WHAT IS BEING ASKED
Your answer must consist of exactly the lines below, starting with the line with "resources it acquired." and going on through the line with "database connections during execution", and nothing else.

Collected data entries
PR #10227, opened 2021-07-09
HA PoC behind a feature flag [DPP-426]

nmarton-da:
changelog_begin
changelog_end

### Pull Request Checklist

trigger the build.

### DIFF
--- a/ledger/participant-integration-api/BUILD.bazel
+++ b/ledger/participant-integration-api/BUILD.bazel
@@ -62,7 +62,6 @@ compile_deps = [
     "@maven//:io_opentelemetry_opentelemetry_api",
     "@maven//:io_opentelemetry_opentelemetry_context",
     "@maven//:org_slf4j_slf4j_api",
-    # this oracle import is problematic for daml assistant build
     "@maven//:com_h2database_h2",
     "@maven//:org_postgresql_postgresql",
     "@maven//:com_oracle_database_jdbc_ojdbc8",
--- a/ledger/participant-integration-api/BUILD.bazel
+++ b/ledger/participant-integration-api/BUILD.bazel
@@ -63,6 +63,9 @@ compile_deps = [
     "@maven//:io_opentelemetry_opentelemetry_context",
     "@maven//:org_slf4j_slf4j_api",
     # this oracle import is problematic for daml assistant build
+    "@maven//:com_h2database_h2",
+    "@maven//:org_postgresql_postgresql",
+    "@maven//:com_oracle_database_jdbc_ojdbc8",
 ]
 
 scala_compile_deps = [
@@ -79,9 +82,6 @@ scala_compile_deps = [
 
 runtime_deps = [
     "@maven//:ch_qos_logback_logback_classic",
-    "@maven//:com_h2database_h2",
-    "@maven//:org_postgresql_postgresql",
-    "@maven//:com_oracle_database_jdbc_ojdbc8",
 ]
 
 da_scala_library(
--- a/ledger/participant-integration-api/src/main/scala/platform/indexer/IndexerConfig.scala
+++ b/ledger/participant-integration-api/src/main/scala/platform/indexer/IndexerConfig.scala
@@ -6,6 +6,7 @@ package com.daml.platform.indexer
 import com.daml.lf.data.Ref
 import com.daml.platform.configuration.IndexConfiguration
 import com.daml.platform.indexer.IndexerConfig._
+import com.daml.platform.indexer.ha.HaConfig
 import com.daml.platform.store.DbType
 
 import scala.concurrent.duration.{DurationInt, FiniteDuration}
@@ -23,6 +24,7 @@ case class IndexerConfig(
     allowExistingSchema: Boolean = false,
     // TODO append-only: remove after removing support for the current (mutating) schema
     enableAppendOnlySchema: Boolean = false,
+    // TODO append-only: this is now configuring only the append-only pool
     asyncCommitMode: DbType.AsyncCommitMode = DefaultAsyncCommitMode,
     maxInputBufferSize: Int = DefaultMaxInputBufferSize,
     inputMappingParallelism: Int = DefaultInputMappingParallelism,
@@ -32,6 +34,7 @@ case class IndexerConfig(
     tailingRateLimitPerSecond: Int = DefaultTailingRateLimitPerSecond,
     batchWithinMillis: Long = DefaultBatchWithinMillis,
     enableCompression: Boolean = DefaultEnableCompression,
+    haConfig: HaConfig = HaConfig(),
 )
 
 object IndexerConfig {
--- a/ledger/participant-integration-api/src/main/scala/platform/indexer/IndexerConfig.scala
+++ b/ledger/participant-integration-api/src/main/scala/platform/indexer/IndexerConfig.scala
@@ -24,7 +24,6 @@ case class IndexerConfig(
     allowExistingSchema: Boolean = false,
     // TODO append-only: remove after removing support for the current (mutating) schema
     enableAppendOnlySchema: Boolean = false,
-    // TODO append-only: this is now configuring only the append-only pool
     asyncCommitMode: DbType.AsyncCommitMode = DefaultAsyncCommitMode,
     maxInputBufferSize: Int = DefaultMaxInputBufferSize,
     inputMappingParallelism: Int = DefaultInputMappingParallelism,
--- a/ledger/participant-integration-api/src/main/scala/platform/indexer/JdbcIndexer.scala
+++ b/ledger/participant-integration-api/src/main/scala/platform/indexer/JdbcIndexer.scala
@@ -27,11 +27,9 @@ import com.daml.platform.store.DbType.{
   SynchronousCommit,
 }
 import com.daml.platform.store.appendonlydao.events.{CompressionStrategy, LfValueTranslation}
-import com.daml.platform.store.backend.DataSourceStorageBackend.{
-  DataSourceConfig,
-  PgSynchronousCommitValue,
-}
+import com.daml.platform.store.backend.DataSourceStorageBackend.DataSourceConfig
 import com.daml.platform.store.backend.StorageBackend
+import com.daml.platform.store.backend.postgresql.PostgresDataSourceConfig
 import com.daml.platform.store.dao.LedgerDao
 import com.daml.platform.store.{DbType, FlywayMigrations, LfValueTranslationCache}
 
@@ -181,11 +179,13 @@ object JdbcIndexer {
         batchWithinMillis = config.batchWithinMillis,
         metrics = metrics,
         dataSourceConfig = DataSourceConfig(
-          pgSynchronousCommit = Some(config.asyncCommitMode match {
-            case SynchronousCommit => PgSynchronousCommitValue.On
-            case AsynchronousCommit => PgSynchronousCommitValue.Off
-            case LocalSynchronousCommit => PgSynchronousCommitValue.Local
-          })
+          postgresConfig = PostgresDataSourceConfig(
+            synchronousCommit = Some(config.asyncCommitMode match {
+              case SynchronousCommit => PostgresDataSourceConfig.SynchronousCommitValue.On
+              case AsynchronousCommit => PostgresDataSourceConfig.SynchronousCommitValue.Off
+              case LocalSynchronousCommit => PostgresDataSourceConfig.SynchronousCommitValue.Local
+            })
+          )
         ),
         haConfig = config.haConfig,
       )
--- a/ledger/participant-integration-api/src/main/scala/platform/indexer/JdbcIndexer.scala
+++ b/ledger/participant-integration-api/src/main/scala/platform/indexer/JdbcIndexer.scala
@@ -135,7 +135,6 @@ object JdbcIndexer {
             servicesExecutionContext,
             metrics,
             lfValueTranslationCache,
-            jdbcAsyncCommitMode = config.asyncCommitMode,
             enricher = None,
             participantId = config.participantId,
           )
--- a/ledger/participant-integration-api/src/main/scala/platform/indexer/JdbcIndexer.scala
+++ b/ledger/participant-integration-api/src/main/scala/platform/indexer/JdbcIndexer.scala
@@ -21,7 +21,16 @@ import com.daml.platform.common
 import com.daml.platform.common.MismatchException
 import com.daml.platform.configuration.ServerRole
 import com.daml.platform.indexer.parallel.ParallelIndexerFactory
+import com.daml.platform.store.DbType.{
+  AsynchronousCommit,
+  LocalSynchronousCommit,
+  SynchronousCommit,
+}
 import com.daml.platform.store.appendonlydao.events.{CompressionStrategy, LfValueTranslation}
+import com.daml.platform.store.backend.DataSourceStorageBackend.{
+  DataSourceConfig,
+  PgSynchronousCommitValue,
+}
 import com.daml.platform.store.backend.StorageBackend
 import com.daml.platform.store.dao.LedgerDao
 import com.daml.platform.store.{DbType, FlywayMigrations, LfValueTranslationCache}
@@ -171,6 +180,14 @@ object JdbcIndexer {
         tailingRateLimitPerSecond = config.tailingRateLimitPerSecond,
         batchWithinMillis = config.batchWithinMillis,
         metrics = metrics,
+        dataSourceConfig = DataSourceConfig(
+          pgSynchronousCommit = Some(config.asyncCommitMode match {
+            case SynchronousCommit => PgSynchronousCommitValue.On
+            case AsynchronousCommit => PgSynchronousCommitValue.Off
+            case LocalSynchronousCommit => PgSynchronousCommitValue.Local
+          })
+        ),
+        haConfig = config.haConfig,
       )
     }
 
--- a/ledger/participant-integration-api/src/main/scala/platform/indexer/ha/HaCoordinator.scala
+++ b/ledger/participant-integration-api/src/main/scala/platform/indexer/ha/HaCoordinator.scala
@@ -16,38 +16,42 @@ import scala.concurrent.duration.Duration
 import scala.concurrent.{Await, ExecutionContext, Future}
 
 /** A handle of a running program
-  * @param completed will complete as the program completes
+  * @param completed will complete right after the program completed
   *                  - if no KillSwitch used,
   *                    - it will complete successfully as program successfully ends
   *                    - it will complete with a failure as program failed
   *                  - if KillSwitch aborted, this completes with the same Throwable
   *                  - if KillSwitch shut down, this completes successfully
-  *                  As this completes, the program finished it's execution, also all resources released as well.
+  *                  After signalling completion, the program finished it's execution and has released all resources it acquired.
   * @param killSwitch to signal abortion and shutdown
   */
 case class Handle(completed: Future[Unit], killSwitch: KillSwitch)
 
-/** This functionality sign off a worker Connection, anc clears it for further usage.
+/** This functionality initializes a worker Connection, and clears it for further usage.
   * This only need to be done once at the beginning of the Connection life-cycle
   * On any error an exception will be thrown
   */
-trait SignConnection {
-  def sign(connection: Connection): Unit
+trait ConnectionInitializer {
+  def initialize(connection: Connection): Unit
 }
 
-/** To add High Availability related features to a program
+/** To add High Availability related features to a program, which intends to use database-connections to do it's work.
+  * Features include:
+  *   - Safety: mutual exclusion of these programs ensured by DB locking mechanisms
+  *   - Availability: release of the exclusion is detected by idle programs, which start competing for the lock to do
+  *     their work.
   */
 trait HaCoordinator {
 
-  /** Execute block in High Availability mode.
-    * Wraps around the Handle of the block.
+  /** Execute in High Availability mode.
+    * Wraps around the Handle of the execution.
     *
-    * @param block HaCoordinator provides a SignConnection which need to be used for all database connections to do work in the block
-    *              Future[Handle] embodies asynchronous initialisation of the block
-    *              (e.g. not the actual work. That asynchronous execution completes with the completed Future of the Handle)
+    * @param initializeExecution HaCoordinator provides a ConnectionInitializer which need to be used for all database connections during execution
+    *                            Future[Handle] embodies asynchronous initialisation of the execution
+    *                            (e.g. not the actual work. That asynchronous execution completes with the completed Future of the Handle)
     * @return the new Handle, which is available immediately to observe and interact with the complete program here
     */
-  def protectedBlock(block: SignConnection => Future[Handle]): Handle
+  def protectedExecution(initializeExecution: ConnectionInitializer => Future[Handle]): Handle
 }
 
 case class HaConfig(
@@ -64,10 +68,10 @@ object HaCoordinator {
   private val logger = ContextualizedLogger.get(this.getClass)
 
   /** This implementation of the HaCoordinator
-    * - provides a database lock based isolation of the protected blocks
-    * - will run the block at-most once during the entire lifecycle
-    * - will wait infinitely to acquire the lock needed to start the protected block
-    * - provides a SignConnection function which is mandatory to execute on all worker connections inside of the block
+    * - provides a database lock based isolation of the protected executions
+    * - will run the execution at-most once during the entire lifecycle
+    * - will wait infinitely to acquire the lock needed to start the protected execution
+    * - provides a ConnectionInitializer function which is mandatory to execute on all worker connections during execution
     * - will spawn a polling-daemon to observe continuous presence of the main lock
     *
     * @param dataSource to spawn the main connection which keeps the Indexer Lock
@@ -91,7 +95,7 @@ object HaCoordinator {
       def acquireLock(connection: Connection, lockId: LockId, lockMode: LockMode): Lock = {
         logger.debug(s"Acquiring lock $lockId $lockMode")
         storageBackend
-          .aquireImmediately(lockId, lockMode)(connection)
+          .tryAcquire(lockId, lockMode)(connection)
           .getOrElse(
             throw new Exception(s"Cannot acquire lock $lockId in lock-mode $lockMode: lock busy")
           )
@@ -127,7 +131,7 @@ object HaCoordinator {
           mainLockChecker <- go[PollingChecker](
             new PollingChecker(
               periodMillis = haConfig.mainLockCheckerPeriodMillis,
-              checkBlock = acquireMainLock(mainConnection),
+              check = acquireMainLock(mainConnection),
               killSwitch =
                 handle.killSwitch, // meaning: this PollingChecker will shut down the main preemptableSequence
             )
@@ -154,7 +158,7 @@ object HaCoordinator {
             mainLockChecker.check()
             logger.info(s"Preparing worker connection DONE.")
           }))
-          _ = logger.info("Step 6: initialize protected block - DONE")
+          _ = logger.info("Step 6: initialize protected execution - DONE")
           _ <- merge(protectedHandle)
         } yield ()
       }
@@ -162,6 +166,8 @@ object HaCoordinator {
 }
 
 object NoopHaCoordinator extends HaCoordinator {
-  override def protectedBlock(block: SignConnection => Future[Handle]): Handle =
-    Await.result(block(_ => ()), Duration.Inf)
+  override def protectedExecution(
+      initializeExecution: ConnectionInitializer => Future[Handle]
+  ): Handle =
+    Await.result(initializeExecution(_ => ()), Duration.Inf)
 }
--- a/ledger/participant-integration-api/src/main/scala/platform/indexer/ha/HaCoordinator.scala
+++ b/ledger/participant-integration-api/src/main/scala/platform/indexer/ha/HaCoordinator.scala
@@ -1,0 +1,167 @@
+// Copyright (c) 2021 Digital Asset (Switzerland) GmbH and/or its affiliates. All rights reserved.
+// SPDX-License-Identifier: Apache-2.0
+
+package com.daml.platform.indexer.ha
+
+import java.sql.Connection
+
+import akka.actor.Scheduler
+import akka.stream.KillSwitch
+import com.daml.logging.{ContextualizedLogger, LoggingContext}
+import com.daml.platform.store.backend.DBLockStorageBackend.{Lock, LockId, LockMode}
+import com.daml.platform.store.backend.DBLockStorageBackend
+import javax.sql.DataSource
+
+import scala.concurrent.duration.Duration
+import scala.concurrent.{Await, ExecutionContext, Future}
+
+/** A handle of a running program
+  * @param completed will complete as the program completes
+  *                  - if no KillSwitch used,
+  *                    - it will complete successfully as program successfully ends
+  *                    - it will complete with a failure as program failed
+  *                  - if KillSwitch aborted, this completes with the same Throwable
+  *                  - if KillSwitch shut down, this completes successfully
+  *                  As this completes, the program finished it's execution, also all resources released as well.
+  * @param killSwitch to signal abortion and shutdown
+  */
+case class Handle(completed: Future[Unit], killSwitch: KillSwitch)
+
+/** This functionality sign off a worker Connection, anc clears it for further usage.
+  * This only need to be done once at the beginning of the Connection life-cycle
+  * On any error an exception will be thrown
+  */
+trait SignConnection {
+  def sign(connection: Connection): Unit
+}
+
+/** To add High Availability related features to a program
+  */
+trait HaCoordinator {
+
+  /** Execute block in High Availability mode.
+    * Wraps around the Handle of the block.
+    *
+    * @param block HaCoordinator provides a SignConnection which need to be used for all database connections to do work in the block
+    *              Future[Handle] embodies asynchronous initialisation of the block
+    *              (e.g. not the actual work. That asynchronous execution completes with the completed Future of the Handle)
+    * @return the new Handle, which is available immediately to observe and interact with the complete program here
+    */
+  def protectedBlock(block: SignConnection => Future[Handle]): Handle
+}
+
+case class HaConfig(
+    mainLockAquireRetryMillis: Long = 500,
+    workerLockAquireRetryMillis: Long = 500,
+    workerLockAquireMaxRetry: Long = 1000,
+    mainLockCheckerPeriodMillis: Long = 1000,
+    indexerLockId: Int = 100,
+    indexerWorkerLockId: Int = 101,
+)
+
+object HaCoordinator {
+
+  private val logger = ContextualizedLogger.get(this.getClass)
+
+  /** This implementation of the HaCoordinator
+    * - provides a database lock based isolation of the protected blocks
+    * - will run the block at-most once during the entire lifecycle
+    * - will wait infinitely to acquire the lock needed to start the protected block
+    * - provides a SignConnection function which is mandatory to execute on all worker connections inside of the block
+    * - will spawn a polling-daemon to observe continuous presence of the main lock
+    *
+    * @param dataSource to spawn the main connection which keeps the Indexer Lock
+    * @param storageBackend is the database-independent abstraction of session/connection level database locking
+    * @param executionContext which is use to execute initialisation, will do blocking/IO work, so dedicated execution context is recommended
+    */
+  def databaseLockBasedHaCoordinator(
+      dataSource: DataSource,
+      storageBackend: DBLockStorageBackend,
+      executionContext: ExecutionContext,
+      scheduler: Scheduler,
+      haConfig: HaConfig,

ANSWER TO THIS EXERCISE
+  *                  After signalling completion, the program finished it's execution and has released all resources it acquired.
   * @param killSwitch to signal abortion and shutdown
   */
 case class Handle(completed: Future[Unit], killSwitch: KillSwitch)
 
-/** This functionality sign off a worker Connection, anc clears it for further usage.
+/** This functionality initializes a worker Connection, and clears it for further usage.
   * This only need to be done once at the beginning of the Connection life-cycle
   * On any error an exception will be thrown
   */
-trait SignConnection {
-  def sign(connection: Connection): Unit
+trait ConnectionInitializer {
+  def initialize(connection: Connection): Unit
 }
 
-/** To add High Availability related features to a program
+/** To add High Availability related features to a program, which intends to use database-connections to do it's work.
+  * Features include:
+  *   - Safety: mutual exclusion of these programs ensured by DB locking mechanisms
+  *   - Availability: release of the exclusion is detected by idle programs, which start competing for the lock to do
+  *     their work.
   */
 trait HaCoordinator {
 
-  /** Execute block in High Availability mode.
-    * Wraps around the Handle of the block.
+  /** Execute in High Availability mode.
+    * Wraps around the Handle of the execution.
     *
-    * @param block HaCoordinator provides a SignConnection which need to be used for all database connections to do work in the block
-    *              Future[Handle] embodies asynchronous initialisation of the block
-    *              (e.g. not the actual work. That asynchronous execution completes with the completed Future of the Handle)
+    * @param initializeExecution HaCoordinator provides a ConnectionInitializer which need to be used for all database connections during execution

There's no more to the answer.